▸ **EXERCISE REQUIREMENTS**: Reproduce the full set of records verbatim.

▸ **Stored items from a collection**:

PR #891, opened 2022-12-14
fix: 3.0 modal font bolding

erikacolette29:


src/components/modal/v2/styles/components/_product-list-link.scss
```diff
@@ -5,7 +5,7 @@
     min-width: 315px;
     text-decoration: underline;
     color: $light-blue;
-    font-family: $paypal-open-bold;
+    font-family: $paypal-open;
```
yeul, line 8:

▸ **RESPONSE TO THE EXERCISE**:
PR #891, opened 2022-12-14
fix: 3.0 modal font bolding

erikacolette29:


src/components/modal/v2/styles/components/_product-list-link.scss
```diff
@@ -5,7 +5,7 @@
     min-width: 315px;
     text-decoration: underline;
     color: $light-blue;
-    font-family: $paypal-open-bold;
+    font-family: $paypal-open;
```
yeul, line 8:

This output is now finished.